Incorporating Classifier-Free Guidance in Diffusion Model-Based Recommendation
Noah Buchanan, Susan Gauch, Quan Mai
TL;DR
The paper addresses improving diffusion-based recommender systems by integrating classifier-free guidance to reduce reliance on external classifiers and enhance performance, especially when data are sparse. It introduces a training setup that jointly learns unconditional and conditional denoisers within a single network and uses pre-noise guidance with a fixed unconditional probability to guide recommendations. The approach is evaluated on MovieLens 1M, Yelp, and Amazon datasets, showing that the classifier-free guided diffusion recommender generally matches or surpasses prior diffusion-based methods across multiple metrics, with strong gains in sparse settings and few-shot scenarios. The work highlights practical implications for diffusion-based recommendations and outlines future directions, including transformer backbones and refined conditioning, to further boost performance and applicability in real-world systems.
Abstract
This paper presents a diffusion-based recommender system that incorporates classifier-free guidance. Most current recommender systems provide recommendations using conventional methods such as collaborative or content-based filtering.
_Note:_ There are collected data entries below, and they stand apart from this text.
PR #429, opened 2021-09-09
RA-1954 - Add GP DECEASED_DATE_USING_TIME 

icrc-jfigueiredo:
Issue: https://issues.openmrs.org/browse/RA-1954

Create a global property `DECEASED_DATE_USING_TIME` that allows choosing if we want the Decease Date datepicker to have a time component.

If it's true we can select date + time.

If it's not true, we can only select date.

### DIFF
--- a/api/src/main/java/org/openmrs/module/coreapps/CoreAppsConstants.java
+++ b/api/src/main/java/org/openmrs/module/coreapps/CoreAppsConstants.java
@@ -58,4 +58,6 @@ public class CoreAppsConstants {
    public static final String GLOBAL_PROPERTY_CONDITIONS_CRITERIA = "coreapps.conditionListClasses";
 
    public static final String DEFAULT_CODING_SOURCE = "ICD-10-WHO";
+
+   public static final String DECEASED_DATE_USING_TIME = "coreapps.deceasedDateUsingTime";
 }
--- a/api/src/main/java/org/openmrs/module/coreapps/CoreAppsConstants.java
+++ b/api/src/main/java/org/openmrs/module/coreapps/CoreAppsConstants.java
@@ -59,5 +59,5 @@ public class CoreAppsConstants {
 
    public static final String DEFAULT_CODING_SOURCE = "ICD-10-WHO";
 
-   public static final String DECEASED_DATE_USING_TIME = "coreapps.deceasedDateUsingTime";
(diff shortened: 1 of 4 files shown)


mogoodrich (commented):
Looks like this is a  draft, but LGTM so far, thanks @icrc-jfigueiredo

api/src/main/java/org/openmrs/module/coreapps/CoreAppsConstants.java
```diff
@@ -58,4 +58,6 @@
    public static final String GLOBAL_PROPERTY_CONDITIONS_CRITERIA = "coreapps.conditionListClasses";
 
    public static final String DEFAULT_CODING_SOURCE = "ICD-10-WHO";
+
+   public static final String DECEASED_DATE_USING_TIME = "coreapps.deceasedDateUsingTime";
```
dkayiwa, line 62: Can you use the same naming convention like the rest of the global property constants in this class?

omod/src/main/webapp/pages/markPatientDead.gsp
```diff
@@ -127,7 +127,7 @@ ${ui.includeFragment("coreapps", "patientHeader", [patient: patient])}
                         formFieldName: "deathDate",
                         left         : true,
                         defaultDate  : patient?.getDeathDate() ?: defaultDeathDate ?: null,
-                        useTime      : false,
+                        useTime      : deceasedDateTimeComponent,
```
dkayiwa, line 130: The name `deceasedDateTimeComponent` does not look like a boolean variable. It sounds like an actual component.

icrc-jfigueiredo: What do you think of `isDeceasedDateTime` ?

dkayiwa: How about something like? `includesTime`

api/src/main/java/org/openmrs/module/coreapps/CoreAppsConstants.java
icrc-jfigueiredo: Sure i will change it.

omod/src/main/webapp/pages/markPatientDead.gsp
icrc-jfigueiredo: I will change to that.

Diffusion is a new approach to generative AI that improves on previous generative AI approaches such as Variational Autoencoders (VAEs) and Generative Adversarial Networks (GANs). We incorporate diffusion in a recommender system that mirrors the sequence users take when browsing and rating items. Although a few current recommender systems incorporate diffusion, they do not incorporate classifier-free guidance, a new innovation in diffusion models as a whole. In this paper, we present a diffusion recommender system that augments the underlying recommender system model for improved performance and also incorporates classifier-free guidance. Our findings show improvements over state-of-the-art recommender systems for most metrics for several recommendation tasks on a variety of datasets. In particular, our approach demonstrates the potential to provide better recommendations when data is sparse.